# Bathroom door handle?



## Pcinspector1 (Jul 14, 2011)

I have a business occupancy with a mens and womens bathroom that meets all the ADA requirements except it has a rounded door knob at both bathroom doors. I can't find in the code where I can enforce the knobs to be changed out!

Any help would be appreciated,


----------



## alora (Jul 14, 2011)

pcinspector1 said:
			
		

> i have a business occupancy with a mens and womens bathroom that meets all the ada requirements except it has a rounded door knob at both bathroom doors. I can't find in the code where i can enforce the knobs to be changed out!Any help would be appreciated,


309.4 [ansi a117.1-2003].


----------



## mtlogcabin (Jul 14, 2011)

2009 IBC

1008.1.9.1 Hardware.

Door handles, pulls, latches, locks and other operating devices on doors required to be accessible by Chapter 11 shall not require tight grasping, tight pinching or twisting of the wrist to operate.

You have to grasp and twist a round door knob


----------



## alora (Jul 14, 2011)

mtlogcabin said:
			
		

> 2009 IBC1008.1.9.1 Hardware.
> 
> Door handles, pulls, latches, locks and other operating devices on doors required to be accessible by Chapter 11 shall not require tight grasping, tight pinching or twisting of the wrist to operate.
> 
> You have to grasp and twist a round door knob


That's a stretch ... 'means of egress' reference with bathroom door handles.

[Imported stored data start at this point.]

PR #1182, opened 2016-05-22
TTT: Replace most UniqueID usage with SteamID

zerfgog:
Replaces lots of UniqueID usage with SteamID, preserving all necessary functionality.


willox:
I can see quite a few of these changes not being compatible with certain addons

Kefta:
Fix 'em

zerfgog:
I'll find out what changes break what and reply here.

zerfgog:
- DNA Sample field `killer_uid` -> `killer_sid` change breaks nothing (on GitHub)
- SCORE.Events `uid` -> `sid` field change breaks nothing (on GitHub) (surprisingly)
- `ttt_transfer_credits` concommand data change breaks nothing (on GitHub)
- `KARMA.RememberedPlayers` index change breaks nothing (on GitHub)
- `GiveEquipmentWeapon` timer name change breaks nothing (on GitHub)

but the big one:
- ragdoll (CORPSE) `uqid` -> `sid` field change breaks:
  - TTT [portable life monitor](https://github.com/Fortune117/Old-TTT-Addons/tree/master/PLM) addon
  - [ULX TTT Corpses](https://github.com/NekuMitsurugi/ULX-TTT-Corpses) addon
  - [TTT Remote Detonator](https://github.com/Exho1/RandomLuaStuff/blob/master/lua/weapons/weapon_ttt_rdetonate.lua) addon
  - @Kefta's [Entity Crash Catcher](https://github.com/Kefta/Entity-Crash-Catcher) addon, which is no longer supported and now moot, but several servers probably still use

Now so far these breaks are fairly minor as I doubt any servers use those addons (with the exception of the last one). However there are some extremely major addons that this change breaks:
- [TTT ULX Commands](https://github.com/bender180/Trouble-in-Terrorist-Town-ULX-Commands/blob/master/lua/ulx/modules/sh/ttt_admin.lua)
- [TTTDamagelogs](https://github.com/Tommy228/TTTDamagelogs/blob/master/lua/damagelogs/ulx/sv_autoslay.lua)

However, these addons only rely on this field in one or two places each. Simple changes can be made to fix this behavior. But there is one more addon that will definitely cause grief:

- TTT Defibrillator.

This addon is found on many servers and all of them must use this feature to operate successfully. The two versions that are on GitHub ([willox'](https://github.com/willox/archive/blob/master/gmod-defibrillator-master/lua/weapons/weapon_ttt_defib.lua) and [another one](https://github.com/Nomad923/newprimettt/blob/master/terrortown/entities/weapons/weapon_ttt_defib/shared.lua)) are both broken by this, for example.
This will probably cause problems, as there are also versions on the workshop.

Kefta:
Revert it, submit pull requests to all of the addons changing that one thing, warn people of deprecation. We can tell people how to fix it if they ask on Facepunch. I can help contact the authors on Steam if you wish for the workshop versions.

zerfgog:
Reverted.

Bo98:
How about, for backwards compatibility, just simply defining both a field for UniqueID and Steam ID and using the Steam ID one throughout TTT?

```
rag.uqid = ply:UniqueID()
rag.sid = ply:SteamID()
```

That should get the best of both worlds.

zerfgog:
@Bo98 Good idea. Done.

garrysmod/gamemodes/terrortown/gamemode/corpse.lua
```diff
@@ -380,7 +380,9 @@ function CORPSE.Create(ply, attacker, dmginfo)
 
    -- flag this ragdoll as being a player's
    rag.player_ragdoll = true
-   rag.uqid = ply:UniqueID()
+   rag.sid = ply:SteamID()
+
+   rag.uqid == ply:UniqueID() -- backwards compatibility; use rag.sid instead
```
svdm: You've got an `=` too many there

zerfgog: How embarrassing. Fixed.

markusmarkusz:
This killed every usage with bots and every equipment menu reskin and every custom score event. :(

robotboy655:
Should've used SteamID64 tbh

markusmarkusz:
This would also break things. SteamID64 returns no value clientside.

markusmarkusz:
What can be used to identify players and bots on client and server?
Player:AccountID() doesn't work with bots.
Player:SteamID() has two problems: On server every bot has “BOT“ as SteamID. On client it returns no “NULL“ for bots.
Player:SteamID64() has one problem: On client it returns no value for bots.
Player:UniqueID() can cause problems.
I assume that Player:UserID() wouldn't be a good solusion.

Kefta:
There isn't any default solution for unique IDs that handle bots included, unfortunately. It would be fine if the SteamID function had a separate numerical universe for bots or something that would solve conflicts, but I doubt it'd ever be changed.

PR #1185, opened 2016-05-30
Fix rare cl_hudpick error

gspetrou:
Sometimes, for example if the player spawns on a weapon while they are still loading into the game, the game will try to show the hudpickup panel before LocalPlayer() returns a a valid player, causing an error.


svdm:
One wonders why the HUD is being rendered at all at that point in time...

Kefta:
This should be a bug report instead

Should've just highlighted 1109.12 [2009 IBC].


----------



## mark handler (Jul 14, 2011)

ICC/ANSI A117.1-2003

404.2.6 Door Hardware. Handles, pulls, latches, locks, and other operable parts on accessible doors shall have a shape that is easy to grasp with one hand and does not require tight grasping, pinching, or twisting of the wrist to operate. Operable parts of such hardware shall be 34 inches (865 mm) minimum and 48 inches (1220 mm) maximum above the floor. Where sliding doors are in the fully open position, operating hardware shall be exposed and usable from both sides.


----------



## mark handler (Jul 14, 2011)

ADAAG 2010

309.4 Operation. Operable parts shall be operable with one hand and shall not require tight grasping, pinching, or twisting of the wrist. The force required to activate operable parts shall be 5 pounds (22.2 N) maximum.


----------



## mtlogcabin (Jul 14, 2011)

alora said:
			
		

> That's a stretch ... 'means of egress' reference with bathroom door handles.Should've just highlighted 1109.12 [2009 IBC].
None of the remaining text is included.